Problem details =
Please write out the data below once more, exactly as it stands.

Provided records =
PR #777, opened 2026-03-17
Widen types used in VDAF config structs

tgeoghegan:
The VDAF config structs inherited from draft-ietf-ppm-dap-taskprov used `uint32` everywhere. That's probably fine for things like the number of buckets in `Prio3Histogram`: the performance is unlikely to scale to vectors of 2^32-1 or more entries. However it's unfortunate to forbid particularly large measurements in `Prio3Sum` or `Prio3SumVec`. Those VDAFs use `Field64` and `Field128`, respectively, so they're capable of representing measurements exceeding `2^32-1` without a performance hit.

This commit widens all the VDAF config structure fields.

`Prio3Sum::max_measurement` is now `uint64`.
`Prio3SumVec::max_measurement` is now `uint128` (we add a simple definition of that type in {{basic-definitions}}`.

I widened all the remaining types (`length`s, `chunk_length`s, `max_weight`) to `uint64`. We _could_ leave these as `uint32` and it's unlikely it would restrict the utility of VDAFs. But on the other hand, these quantities describe lengths of vectors or slices, and since the majority of deployment targets are going to be LP64, using a 64 bit type for this seems more natural to me.

See also some discussion in the #ppm channel of ietf.slack.com ([1]).

[1]: https://ietf.slack.com/archives/C02P9620XT6/p1773341361058649

### DIFF
--- a/draft-ietf-ppm-dap.md
+++ b/draft-ietf-ppm-dap.md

Task solution =
PR #777, opened 2026-03-17
Widen types used in VDAF config structs

tgeoghegan:
The VDAF config structs inherited from draft-ietf-ppm-dap-taskprov used `uint32` everywhere. That's probably fine for things like the number of buckets in `Prio3Histogram`: the performance is unlikely to scale to vectors of 2^32-1 or more entries. However it's unfortunate to forbid particularly large measurements in `Prio3Sum` or `Prio3SumVec`. Those VDAFs use `Field64` and `Field128`, respectively, so they're capable of representing measurements exceeding `2^32-1` without a performance hit.

This commit widens all the VDAF config structure fields.

`Prio3Sum::max_measurement` is now `uint64`.
`Prio3SumVec::max_measurement` is now `uint128` (we add a simple definition of that type in {{basic-definitions}}`.

I widened all the remaining types (`length`s, `chunk_length`s, `max_weight`) to `uint64`. We _could_ leave these as `uint32` and it's unlikely it would restrict the utility of VDAFs. But on the other hand, these quantities describe lengths of vectors or slices, and since the majority of deployment targets are going to be LP64, using a 64 bit type for this seems more natural to me.

See also some discussion in the #ppm channel of ietf.slack.com ([1]).

[1]: https://ietf.slack.com/archives/C02P9620XT6/p1773341361058649

### DIFF
--- a/draft-ietf-ppm-dap.md
+++ b/draft-ietf-ppm-dap.md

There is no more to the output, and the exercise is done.